As time goes on it becomes ever more demanding to go against our nature of adapting to our weakening world. Being able to outline the smog in your reality is part of the challenge of combating climate change on a local level. When we recognize the flaws at home, we can more efficiently solve the issue at hand around the block.

Smog and the City

Smog is the term used to describe the toxic ozone created when sunlight reacts with nitrogen oxide (which most commonly comes from cars, trucks, and buses). This ozone layer that forms, unlike the one in our atmosphere, is harmful to human health. This toxic air can damage lung tissue and is especially dangerous to people with respiratory diseases. This issue is very prominent in urban areas where there is a higher concentration of vehicles and factories. Everyday people are breathing in air that is hurting them. It often seems like the phrase “A breath of fresh air” will no longer be applicable. 
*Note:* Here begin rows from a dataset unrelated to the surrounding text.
PR #728, opened 2016-05-05
@kanaabe changed date format for report

nicholassewitz:
I don't know if the "T" in the first half of the date format change will work. Currently the format isn't up to ISO standards which is what redshift reads. Trying to get the date field into a usable date format.


kanaabe:
Cool, works for me. Nice to see a new face around here! 👍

My community falls under these areas that are being affected. As a result of heat waves a large portion of southern california suffered some of its worst days for air quality in 2020

Image taken by me (Brandon Torres) outside my home in southern california on sept 7, 2020.

In the summer of 2020 I woke up to a red sky and a snow day full of ash. It seemed like a doomsday as the smoke clouded the sun. At night when I looked into the distance I could see the bright orange flames tearing away at the landscape. They twist and pull against the vegetation leaving behind dark clouds, scorched land, and destitute animals and people who no longer have a home. 

This experience, although shocking and devastating, has become routine for its residents year after year. We have adapted to the red skies and burning trees, toxic air and dirty streets, and that needs to stop. 

The city of Los Angeles has also lifted limitations on cremations due to the overwhelming number of deaths caused by the pandemic. This is also ruining our air. The smoke from death will go on to harm the city at a worse rate. This is the reality we live in.

Hope for a Smokey Globe

Air pollution kills 7 million people around the world every year. 9 out of 10 people take air into their lungs that exceeds the World Health Organization’s guidelines for air containing high levels of pollutants. 

The air I breathe is toxic, it harms my lungs, and worsens the lives of my community. It often seems like there is no hope for such a complicated situation, but do not be blinded by the smog that plagues us. Even in the darkest of clouds, there is always a bit of hope. 

What can we do then? 

  • We can drive less to reduce the amount of nitrogen oxide being put into the area. Biking or walking whenever you can as an alternative to driving can have a significant impact on local air quality (Consider switching to electric vehicles if this is not an option for you).
  • Conserve our energy everywhere we are.
  • We can sign petitions that aid in pushing policies that combat air pollution.
  • Avoid burning leaves, wood, trash, and other materials.

    Together, we can change the world and clear the skies. We will never know how far our power can reach if we don’t even try. Believing in yourself is key and inspiration for others to do the same. There is always hope, even when the sky is in vain.